[Data excerpts]

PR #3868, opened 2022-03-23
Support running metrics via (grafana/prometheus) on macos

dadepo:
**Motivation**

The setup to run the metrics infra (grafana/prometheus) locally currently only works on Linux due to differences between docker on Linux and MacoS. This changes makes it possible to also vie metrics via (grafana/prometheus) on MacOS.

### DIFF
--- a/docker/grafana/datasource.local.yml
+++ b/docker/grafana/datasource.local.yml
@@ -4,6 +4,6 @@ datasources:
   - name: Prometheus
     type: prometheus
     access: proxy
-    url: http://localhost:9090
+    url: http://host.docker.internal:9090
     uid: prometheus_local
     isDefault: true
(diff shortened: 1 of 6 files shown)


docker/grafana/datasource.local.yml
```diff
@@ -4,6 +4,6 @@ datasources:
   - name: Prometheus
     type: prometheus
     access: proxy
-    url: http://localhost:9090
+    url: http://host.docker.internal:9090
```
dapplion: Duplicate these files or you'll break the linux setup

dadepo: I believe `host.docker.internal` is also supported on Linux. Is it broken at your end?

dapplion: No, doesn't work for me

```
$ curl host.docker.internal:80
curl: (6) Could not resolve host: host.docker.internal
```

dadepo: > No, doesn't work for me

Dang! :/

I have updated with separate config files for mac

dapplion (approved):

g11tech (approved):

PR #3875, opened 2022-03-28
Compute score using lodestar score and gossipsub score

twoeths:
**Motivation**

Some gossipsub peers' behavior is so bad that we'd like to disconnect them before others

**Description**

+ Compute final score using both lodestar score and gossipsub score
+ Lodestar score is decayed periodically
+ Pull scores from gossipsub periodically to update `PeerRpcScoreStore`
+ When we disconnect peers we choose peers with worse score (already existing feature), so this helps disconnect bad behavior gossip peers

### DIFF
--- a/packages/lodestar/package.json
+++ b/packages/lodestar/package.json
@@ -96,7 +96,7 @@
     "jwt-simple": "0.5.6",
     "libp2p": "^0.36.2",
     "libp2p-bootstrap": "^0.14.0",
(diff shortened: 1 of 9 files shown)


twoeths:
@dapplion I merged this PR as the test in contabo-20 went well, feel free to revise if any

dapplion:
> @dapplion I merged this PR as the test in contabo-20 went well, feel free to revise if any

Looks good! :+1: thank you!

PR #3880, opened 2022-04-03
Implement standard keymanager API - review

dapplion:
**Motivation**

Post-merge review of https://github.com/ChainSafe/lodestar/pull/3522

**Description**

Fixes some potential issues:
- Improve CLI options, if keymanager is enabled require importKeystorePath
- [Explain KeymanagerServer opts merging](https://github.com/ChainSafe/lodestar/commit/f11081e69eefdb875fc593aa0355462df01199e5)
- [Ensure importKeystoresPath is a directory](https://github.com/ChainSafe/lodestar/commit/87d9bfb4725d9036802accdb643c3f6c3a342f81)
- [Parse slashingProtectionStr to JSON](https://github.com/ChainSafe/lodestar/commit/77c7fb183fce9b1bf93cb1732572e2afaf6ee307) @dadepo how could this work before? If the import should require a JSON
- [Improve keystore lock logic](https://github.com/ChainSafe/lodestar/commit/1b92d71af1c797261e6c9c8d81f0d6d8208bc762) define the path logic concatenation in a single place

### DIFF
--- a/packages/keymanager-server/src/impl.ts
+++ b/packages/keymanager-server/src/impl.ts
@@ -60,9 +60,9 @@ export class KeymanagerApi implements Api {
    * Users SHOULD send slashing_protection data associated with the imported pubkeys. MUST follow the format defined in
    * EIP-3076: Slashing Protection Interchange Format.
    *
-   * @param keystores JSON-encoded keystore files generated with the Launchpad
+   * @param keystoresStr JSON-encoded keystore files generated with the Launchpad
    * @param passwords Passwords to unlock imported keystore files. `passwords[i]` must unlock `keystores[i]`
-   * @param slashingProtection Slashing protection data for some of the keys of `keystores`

_WORK ORDER_
Only lines containing "Compute" belong in the answer; copy every such line from the records.

_EXERCISE ANSWER_
Compute score using lodestar score and gossipsub score
+ Compute final score using both lodestar score and gossipsub score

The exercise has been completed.